(Stored data)
PR #179, opened 2021-02-05
limits: rename max_work_group_{counts,sizes} to max_work_group_{count,size} 

mbouron-gpsw:


ubitux (approved):
"Makes the field names match the Khronos nomenclature." I think

LGTM otherwise

mbouron-gpsw:
> "Makes the field names match the Khronos nomenclature." I think
> 
> LGTM otherwise

Fixed. Thanks.

PR #181, opened 2021-02-07
Noise node

cboesch-gpsw:


libnodegl/node_noise.c
```diff
@@ -0,0 +1,149 @@
...
+}
+
+static int init_noise_generators(struct noise_priv *s, int n)
+{
+    /*
+     * Every generator is instanciated the same, except for the seed: the seed
+     * offset is defined to create a large gap between every components to keep
+     * the overlap to the minimum possible
+     */
+    const uint32_t seed_offset = 0xffffffff / n;
```
mbouron-gpsw, line 111: UINT_MAX ?

tests/data.py
```diff
@@ -338,3 +340,26 @@ def data_integer_iovars(cfg):
...
     render.update_vert_resources(color_u32=ngl.UniformIVec4(value=(0x50, 0x80, 0xa0, 0xff)))
     return render
+
+
+@test_fingerprint(nb_keyframes=30, tolerance=1)
+@scene()
+def data_noise(cfg):
+    cfg.aspect_ratio = (1, 1)
+    cfg.duration = 3
+    vert = '''void main() {
```
mbouron-gpsw, line 350: Can you put the `{` on a new line ?

tests/data.py
```diff
@@ -338,3 +340,26 @@ def data_integer_iovars(cfg):
...
+    ngl_out_pos = ngl_projection_matrix * ngl_modelview_matrix * ngl_position;
+    ngl_out_pos += vec4(wiggle, 0, 0);
+}
+'''
+    frag = '''void main() {
```
mbouron-gpsw, line 355: Same as above.

libnodegl/noise.h
```diff
@@ -0,0 +1,53 @@
...
+};
+
+typedef float (*interp_func_type)(float t);
+
+struct noise_params {
+    double amplitude;
+    int octaves;
+    double lacunarity;
+    double gain;
+    uint32_t seed;
```
mbouron-gpsw, line 41: You are using a uint32_t for the seed but you do not explicit sized types for `int octaves;` and `int function;`, can you change them to int32_t ? so the whole file is consistent. The same show also probably apply to `noise.c` ?

tests/data.py
cboesch-gpsw: It was kept that consistent with how it's currently done in this file. Adding a line break also forces me to put a line break after `'''` which I find unnecessary. I don't agree with this cosmetic but whatever, changed.

libnodegl/node_noise.c
cboesch-gpsw: replaced with UINT32_MAX

libnodegl/noise.h
cboesch-gpsw: we are iterating with `for (int i = 0; i < p->octaves; i++) {` for `octaves` because the size doesn't really matter, only being an integer matters. For `function`, `int` is what we use everywhere for enums so again, consistency with the rest of the codebase. `seed` is special: it needs to be unsigned (we need it to overflow), and exactly 32-bits (because of the hashing). So basically `seed` is the only field that requires being specific. I don't mind switching all the other ints but I believe it needs to be broad to the codebase.

mbouron-gpsw: Ok.

mbouron-gpsw (approved):

PR #182, opened 2021-02-08
doc: add Graphic configuration explanation

cboesch-gpsw:


doc/expl/graphicconfig.md
```diff
@@ -0,0 +1,93 @@
...
+Color and alpha blending, depth, stencil and culling are controlled by the
+`GraphicConfig` node.
+
+`node.gl` is aligned with the traditional blending mode concepts from graphics
+APIs. For example, color and alpha blending involves source and destination
+factors for color channels or alpha, and a blending operation (addition,
+subtraction, etc). This document will assume you are familiar with these
+concepts.
+
+For color and alpha blending, you will interested in particular in the
```
sfranz-gpsw, line 12: you will interested  in particular in -> you will be particularly interested in

sfranz-gpsw (approved):
Thank you for the doc! Except for my little comment, LGTM

doc/expl/graphicconfig.md
cboesch-gpsw: thanks, fixed

mbouron-gpsw:
LGTM.

Not directly related to this PR but we use "graphic" in a lot of place of the codebase but it looks like the right term is "graphic*s*". We might want to fix that at some point.

mbouron-gpsw (approved):

ubitux:
> LGTM.
>

Thanks, will merge
 
> Not directly related to this PR but we use "graphic" in a lot of place of the codebase but it looks like the right term is "graphic_s_". We might want to fix that at some point.

The document use "graphic" in the following situations:
1. to quote `GraphicConfig` (which I can't change)
2. in the title as "Graphic configuration" but I'd like to keep it this way for now since it matches `GraphicConfig`
3. for "Graphic state" -- somehow it sounds more correct to me that way but I might be wrong

I reference OTOH "Graphics API"...

So yeah, it's unclear to me what's the correct way to write it, but we should probably change the node name first if it's incorrect.

PR #183, opened 2021-02-09
api: wait for the device to be idle before releasing the graph resources

mbouron-gpsw:


libnodegl/api.c
```diff
@@ -77,8 +77,17 @@ static int get_default_platform(void)
...
 }
 
+#define KEEP_SCENE  0
+#define UNREF_SCENE 1
+
 static int cmd_stop(struct ngl_ctx *s, void *arg)
 {
+    if (s->scene) {
+        ngli_node_detach_ctx(s->scene, s);
+        int unref_scene = *(int *)arg;
```
cboesch-gpsw, line 89: Can you inline the intermediate `unref_scene` or rename it to `flags` or something? (`unref_scene = KEEP_SCENE` is weird)

libnodegl/api.c
```diff
@@ -211,8 +213,10 @@ static int cmd_set_scene(struct ngl_ctx *s, void *arg)
         ngli_node_detach_ctx(s->scene, s);
         ngl_node_unrefp(&s->scene);
     }
-    ngli_rnode_clear(&s->rnode);
+    ngli_rnode_reset(&s->rnode);
 
+    ngli_rnode_init(&s->rnode);
```
cboesch-gpsw, line 227: `clear` is `reset`+`init` already: don't we want to keep the existing `clear` here?

mbouron-gpsw: Using reset + init is more explicit and more in line with our other patterns ? Since ngli_rnode_clear() is not used anymore should i remove it in a separate commit ?

cboesch-gpsw: the reset/clear difference is confusing so I don't mind getting rid of it

libnodegl/api.c
mbouron-gpsw: Fixed by inlining the check.

libnodegl/api.c
mbouron-gpsw: Updated.

cboesch-gpsw (approved):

• TO DO: Lines containing the word "concepts": how many are there in the data above? Reply with only that number.

• RESPONSE BELOW: 2